EXERCISE REQUIREMENTS:
The response must be made up of the lines in the entries below that contain "setType".

DATASET EXTRACT:
Issue #37368, opened 2024-01-08
FE - Metric page (`/metric/:id` + `/metric/:id/notebook`)


kamilmielnik:
Depends on #37348 but we can start working on it once #38262 is done

----

- [x] Display the metric page.
~- [ ] The metric displays as a time series using the primary time dimension by default when opened from anywhere e.g. search, collections, dashboards~
- [x] When a user alters a metric in chill mode they “dirty” the metric and it turns into an ad-hoc question like models do today. Where the header is now greyed out and clicking returns to the Metric itself.

----

Bookmarking has a dedicated task: #37359

kamilmielnik:
Closed by #38554

PR #38512, opened 2024-02-07
New Metric page (`/metric/query`)

### LINKED ISSUE #37353: FE - New Metric page (`/metric/query`)
Depends on:
- #37348
- #37352

----

- [x] Allow creating and saving a new metric.
- [x] Do not show Metadata tab for now

Enforcing Metric clause restrictions has a dedicated task: #37355
The right-hand sidebar is for later too: #37971

kamilmielnik:
Closes #37353

----

https://github.com/metabase/metabase/assets/6830683/7c98d89e-4c26-4529-97e7-0482bed8e994

### How to verify

1. "+ New" > "Metric"
2. Choose any data source
3. Choose any query shape (enforcing correct Metric query shape will be done in #37355)
4. Visualize the query - URL should still be `/metric/*`
5. Save - you should be able to provide description & choose any parent Collection
    - :warning:  Make sure to include the word "metric" in the metric name so that our mocks kick in
6. You should be redirected to `/metric/:slug` page (this page does not exist yet, it's being added in #37368)


frontend/src/metabase/lib/urls/questions.ts
```diff
@@ -105,9 +107,7 @@ export function newQuestion({
     creationType,
     query: objectId ? { objectId } : undefined,
   });
-
-  const entity = question.isDataset() ? "model" : "question";
-  const type = question.type() ?? entity;
+  const type = question.type();
```
kamilmielnik, line 110: The fallback is no longer needed thanks to 98b8579223391532c87276f89acbf271012c8c5f

frontend/src/metabase/components/NewItemMenu/NewItemMenu.tsx
```diff
@@ -136,9 +138,10 @@ const NewItemMenu = ({
         title: t`Metric`,
         icon: "metric",
         link: Urls.newQuestion({
-          mode: "notebook",
-          collectionId,
+          mode: "query",
+          creationType: "custom_question",
```
nemanjaglumac, line 142: Let's remove this until it's needed for analytics.

kamilmielnik: d07a15c1e79b1362757af80cb222064938014aa7

frontend/src/metabase/query_builder/actions/core/updateQuestion.ts
```diff
@@ -129,17 +131,19 @@ export const updateQuestion = (
...
 
-    // This scenario happens because the DatasetQueryEditor converts the dataset/model question into a normal question
+    // This scenario happens because the DatasetQueryEditor converts the model/metric question into a normal question
     // so that its query is shown properly in the notebook editor. Various child components of the notebook editor have access to
     // this `updateQuestion` action, so they end up triggering the action with the altered question.
     if (queryBuilderMode === "dataset" && !newQuestion.isDataset()) {
-      newQuestion = newQuestion.setType("model");
+      const routing = getRouting(getState());
+      const type = getCardTypeFromLocation(routing.locationBeforeTransitions);
+      newQuestion = newQuestion.setType(type);
```
kamilmielnik, line 146: This is an extension to the existing "hack".
Now `queryBuilderMode === "dataset"` is shared by both models and metrics.
URL is the only place where I could find information on what type of entity are we dealing with.

Alternative solutions I considered:
- remove the original hack - [this is the best option, but also the most difficult](https://metaboat.slack.com/archives/C505ZNNH4/p1707400291390129)
- add one more piece of information to `state.qb.uiControls` indicating what kind of entity did we start with - simple, but might have edge cases
- introduce a new `queryBuilderMode` - would require a lot of changes

kamilmielnik: I managed to get rid of this: c1d3db383613b4bdebfdbfcfb1620b144d3e1503

frontend/src/metabase/components/NewItemMenu/NewItemMenu.tsx
```diff
@@ -136,9 +138,9 @@ const NewItemMenu = ({
         title: t`Metric`,
         icon: "metric",
         link: Urls.newQuestion({
-          mode: "notebook",
-          collectionId,
+          mode: "query",
```
nemanjaglumac, line 141: I don't understand why did we change this to `query`? If you take a look at the question flow, the URL says `/notebook` which seems to reflect the UI state correctly.

Now, compare it to the metric:
image

Unless there was a really good reason for this change, I think we should change it back to the "notebook".

kamilmielnik: > If you take a look at the question flow

We want to follow the model flow.

frontend/src/metabase/containers/SaveQuestionModal.tsx
```diff
@@ -170,27 +190,18 @@ export const SaveQuestionModal = ({
...
     isSavedQuestionChanged &&
     originalQuestion != null &&
     originalQuestion.canWrite();
 
-  const singleStepTitle = getSingleStepTitle(questionType, showSaveType);
-
+  const { multiStepTitle, singleStepTitle, nameInputPlaceholder } = getLabels(
+    question,
+    showSaveType,
+  );
```
nemanjaglumac, line 202: So much cleaner 👏

frontend/src/metabase/query_builder/components/DatasetEditor/DatasetEditor.jsx
```diff
@@ -444,21 +444,26 @@ function DatasetEditor(props) {
...
+                { id: "query", name: t`Query`, icon: "notebook" },
+                {
+                  id: "metadata",
+                  name: t`Metadata`,
+                  icon: "label",
+                  disabled: !resultsMetadata,
+                },
+              ]}
+            />
+          )
```
nemanjaglumac, line 466: 👌

frontend/src/metabase/query_builder/components/view/View.jsx
```diff
@@ -350,7 +350,10 @@ class View extends Component {
       );
     }
 
-    if (question.isDataset() && queryBuilderMode === "dataset") {
+    const isModelOrMetric =
+      question.type() === "model" || question.type() === "metric";
```
nemanjaglumac, line 354: Did you intentionally avoid using `question.type() !== "question"` for the sake of being more explicit?

kamilmielnik: Also because `question.type()` can be `undefined`

frontend/src/metabase/components/NewItemMenu/NewItemMenu.tsx
nemanjaglumac: Ok, I was about to correct myself because I've just opened a model and saw that it has a `/query` in the URL.

Admittedly, this is adding new layer of confusion but that has nothing to do with your changes here.
Ignore my comment.

frontend/src/metabase/query_builder/components/view/View.jsx
nemanjaglumac: I thought that we're falling back to "question" if it's undefined.
But yeah, until we have the type safety here, this makes sense.

Thank you

nemanjaglumac (approved):
Very clean.
Let's merge this. 🚢

kamilmielnik:
> Very clean. Let's merge this. 🚢

Thanks for review @nemanjaglumac :pray: 
Some unit tests are still failing, I need to sort it out first.
If changes turn out to be large I'll request a re-review.

frontend/src/metabase/query_builder/actions/core/updateQuestion.ts
```diff
@@ -129,17 +130,23 @@ export const updateQuestion = (
...
       // to start building a new ad-hoc question based on a dataset
-      if (newQuestion.isDataset()) {
+      if (newQuestion.type() === "model" || newQuestion.type() === "metric") {
         newQuestion = newQuestion.setType("question");
         dispatch(onCloseQuestionInfo());
       }
     }
 
-    // This scenario happens because the DatasetQueryEditor converts the dataset/model question into a normal question
+    // This scenario happens because the DatasetQueryEditor converts the model/metric question into a normal question
```
nemanjaglumac, line 139:
```suggestion
    // This scenario happens because the DatasetQueryEditor converts a model or a metric into a normal question
```

The previous change could be easily misinterpreted.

COMPLETED EXERCISE:
-      newQuestion = newQuestion.setType("model");
+      newQuestion = newQuestion.setType(type);
         newQuestion = newQuestion.setType("question");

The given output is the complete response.